Лицо бедной девушки зарделось как гранатовый цвет, и она скрыла свою голову на грудь игуменьи, раздраженной смелостью незнакомца.
— Ave Maria ... Какая дерзость! — говорили женщины.
— Пресвятая Дева! Откуда взялся этот демон? — спрашивали друг друга мужчины, изумленные такой отважностью.
Вдруг раздался общий крик: так как вол порывался броситься на незнакомца с белым пером, который обернулся, поклонился Монхе и сказал ей с улыбкой: «Для вас, синьора, и в честь ваших голубых очей, прекрасных, как лазурь небес».
Едва он закончил свои слова, как вол устремился на него... Пользуясь легкостью своей лошади, он с неимоверной живостью сделал изворот, поднял ее на дыбы и очутился в десяти шагах от своего неприятеля, преследовавшего его со злобой. Но лошадка с обычной быстротой устранялась от него, почти играя, и опередила его настолько, что седок ее мог остановиться на минуту перед ложей Монхи, и сказать ей: «Опять для вас, синьора, но теперь в честь этих алых уст, пурпурных как коралл Первана».
Вол напал с яростью: всадник с белым пером выждал его хладнокровно, выдернул из седла пистолет, прицелился и выстрелил в него с такой верностью и искусством, что чудовище, мыча, поверглось к ногам его лошади. Видя всю великую опасность, которой подвергался этот чудесный человек, Монха испустила пронзительный крик, кинулась на перила своей ложи и простерла вперед руки: он схватил одну из них, запечатлел на ней жаркий поцелуй, и снова устремил на нее пристальный и неподвижный взор.
Эта неожиданная сцена была столь странна для испанцев, что они остановились, как бы окаменев от удивления. Этот дивный наряд, этот убитый бык, против всякого обычая, выстрелом из пистолета, этот человек, поцеловавший руку у полусвятой, у невесты Христа — все это настолько противоречило принятым традициям, что Юнта, Алькад и губернатор сделались безгласными, между тем, как возбуждавший столь живое любопытство, приковал пламенеющие свои взоры к трепещущей и смущенной Монхе, не имевшей силы выйти из ложи. Тщетно игуменья обременяла черного всадника названиями самыми оскорбительными, такими как безбожник, окаянный, презренный отступник! Тщетно кричала ему голосом священного негодования: «Бойся гнева Небес и людей, ты, который осмелился привлечь внимание этого целомудренного слуха к светским речам, который не содрогнулся коснуться руки, обещанной Господу».

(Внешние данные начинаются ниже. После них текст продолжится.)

PR #153, opened 2020-01-31
Registering

andrzejewsky:


packages/commercetools/composables/src/useUser/index.ts
```diff
@@ -0,0 +1,35 @@
+import { ref, Ref } from '@vue/composition-api'
+import { UseUser } from '@vue-storefront/interfaces'
+import { CustomerSignMeInDraft, CustomerSignMeUpDraft, Customer } from '@vue-storefront/commercetools-api/lib/src/types/GraphQL'
+import  { customerSignMeUp } from '@vue-storefront/commercetools-api'
+
+type UserRef = Ref<Customer>
+type RegisterFn = (userData: CustomerSignMeInDraft) => Promise<void>
```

Презренный все еще смотрел на Монху, повторяя с удивлением: «Как хороша! Как хороша!»
Наконец визгливый голос Алькада вывел его из этого исступления, тем скорее, что Монха вышла из ложи, опершись на руку игуменьи, и что двое сержантов схватили под уздцы его лошадь: он позволил это без сопротивления.
— В пятый раз, кто бы вы ни были — отвечайте, — сказал Алькад. — По какому праву вы убили из пистолета вола, определенного к увеселению публики? По какому праву вы обращались с речью к молодой девице, которая должна завтра произнести священный и вечный обет? Одним словом, кто вы?
И главный судья снова сел на свое место, вытер лоб, посмотрел на губернатора с довольным видом, и сказал сержантам: «Держать крепче его лошадь!».
— Кто я? — сказал таинственный всадник, приподняв гордо свою голову, которую до этого нельзя было хорошо рассмотреть.